Since all content needs to be delivered to the same writer for final output, the initialization of the writer must be outside the loop body.

If it is inside the loop body, it will become Every time a pdf is accessed and read a new writer is generated, so that the content of each reader handed over to the writer will be repeatedly overwritten , Unable to achieve our merger requirements!

The code at the beginning of the loop body:

for i inrange(1,6):
 pdf_reader =PdfFileReader(path +'/INV{}.pdf'.format(i))

The purpose is to read a new pdf file in each cycle and pass it to the reader for subsequent operations. In fact, this writing method is not very recommended, because each pdf name happens to be very regular, so you can directly manually specify the number to cycle. A better way is to use the glob module:

import glob
for file in glob.glob(path +'/*.pdf'):
 pdf_reader =PdfFileReader(path)

In the code, pdf_reader.getNumPages(): can get the number of pages of the reader, with range, it can traverse all pages of the reader.

pdf_writer.addPage(pdf_reader.getPage(page)) can pass the current page to the writer.

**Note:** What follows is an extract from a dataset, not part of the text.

PR #143, opened 2016-08-26
Avoid using reflection in hot spots

zhengbli:
This changes brings down the running time from > 2 mins to 1.4 sec on my laptop ...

Finally, create a new pdf with with and output it by the pdf_writer.write(out) method of the writer

Fourth, split

If you understand the cooperation of the reader and writer in the merge operation, then the splitting is easy to understand. Here we take the splitting of INV1.pdf into two separate pdf documents as an example, and we will also start with A stroke of logic:

Reader to read PDF documents
Reader handed to writer page by page
Writer immediately outputs every time it gets a page

Through this code logic, we can also understand that the initialization and output positions of the writer must be in the loop body that reads each page of the PDF loop, not outside the loop.

The code is simple:

from PyPDF2 import PdfFileReader, PdfFileWriter
path = r'C:\Users\xxx'
pdf_reader =PdfFileReader(path +'\INV1.pdf')for page inrange(pdf_reader.getNumPages()):
 # Traverse to each page to generate writers one by one
 pdf_writer =PdfFileWriter()
 pdf_writer.addPage(pdf_reader.getPage(page))
 # The writer immediately outputs a pdf after adding a page
 withopen(path +'\INV1-{}.pdf'.format(page +1),'wb')as out:
  pdf_writer.write(out)

Five, watermark

This time the work is to add the following picture as a watermark to INV1.pdf

The first is the preparation work. Insert the picture that needs to be used as a watermark into Word, adjust the appropriate position and save it as a PDF file. Then the code can be coded, and the copy module needs to be additionally used. The specific explanation is shown in the figure below:

It is to initialize the reader and writer, and read the watermark PDF page first, the core code is a little harder to understand:

Watermarking is essentially merge the watermarked PDF page and every page that needs to be watermarked

Since the PDF that needs to be watermarked may have many pages, and the watermarked PDF has only one page, if the watermarked PDF is directly merged, it can be abstractly understood as the first page is added, and the watermarked PDF page is gone.**

Therefore cannot be merged directly, but the watermarked PDF page should be continuously copy out into a new page standby new_page, and then use the .mergePage method to complete the merge with each page, and merge the merged PDF page The page is handed over to the writer for final unified output!

Regarding the use of .mergePage: appears on the following page.mergePage (appears on the upper page), the final effect is shown in the figure:

Six, encryption

Encryption is very simple, just remember: "Encryption is for writer encryption"

Therefore, you only need to call pdf_writer.encrypt(password) after the relevant operation is completed

Take the encryption of a single PDF as an example:

Written at the end

Of course, in addition to PDF merging, splitting, encryption, and watermarking, we can also use Python to combine Excel and Word to achieve more automation requirements. These are left to the readers to develop themselves.

Finally, I hope everyone can understand that one of the cores of Python office automation is batch operation-free hands to automate complex tasks!